ASSIGNED TASK: I need every line of the material below that includes the string "helpers".

GIVEN DATA:
PR #256, opened 2023-04-28
added example for how to use the flag helper

LTluttmann:
hey, I just discovered this awesome library. Since I needed it and could find an example for it, I made a simple example for how to use the flag() field. Hope this is useful.


lebrice (approved):
Thanks a lot @LTluttmann !

PR #258, opened 2023-05-04
Serialized none vals

### LINKED ISSUE #257: Allow for None values in serialized namespaces
**Is your feature request related to a problem? Please describe.**
Currently, when reading a serialized dataclass which contains None values, an error occurs during decoding the serialized data. 

To reproduce 

```
from simple_parsing.helpers import Serializable
import tempfile

@dataclass
class A(Serializable):
    a: float = None

a = A()

with tempfile.NamedTemporaryFile("w+", suffix=".json") as fp:
    a.save(fp.name)
    b = A.load(fp.name)

```
This raises the following error: "float() argument must be a string or a real number, not 'NoneType'". 

**Describe the solution you'd like**
The error is raised in the decode_field function, [here](https://github.com/lebrice/SimpleParsing/blob/ce027d22cc843177dfb317251165690ea4fae4b6/simple_parsing/helpers/serialization/serializable.py#L813). One solution would be to insert an if-else statement like so:

```
if raw_value is None:
    field_value = None
else:
    field_value = decode_field(
        field, raw_value, containing_dataclass=cls, drop_extra_fields=drop_extra_fields
    )

```

However, I don't know if this might introduce problems elsewhere or with other edge cases. Tests are still working, though

**Describe alternatives you've considered**
Maybe, there is also a workaround I'm not aware of

LTluttmann:
Fixes #257

### DIFF
--- a/simple_parsing/helpers/serialization/serializable.py
+++ b/simple_parsing/helpers/serialization/serializable.py
@@ -810,9 +810,12 @@ def from_dict(
             continue
 
         raw_value = obj_dict.pop(name)
-        field_value = decode_field(
-            field, raw_value, containing_dataclass=cls, drop_extra_fields=drop_extra_fields
-        )
+        if raw_value is None:
+            field_value = None
+        else:
+            field_value = decode_field(
+                field, raw_value, containing_dataclass=cls, drop_extra_fields=drop_extra_fields
+            )
 
         if field.init:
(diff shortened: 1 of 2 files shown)


lebrice (changes requested):
Hi @LTluttmann, I'm not convinced that this is a good idea. (Let's chat on #257 )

THE COMPLETED TASK:
from simple_parsing.helpers import Serializable
The error is raised in the decode_field function, [here](https://github.com/lebrice/SimpleParsing/blob/ce027d22cc843177dfb317251165690ea4fae4b6/simple_parsing/helpers/serialization/serializable.py#L813). One solution would be to insert an if-else statement like so:
--- a/simple_parsing/helpers/serialization/serializable.py
+++ b/simple_parsing/helpers/serialization/serializable.py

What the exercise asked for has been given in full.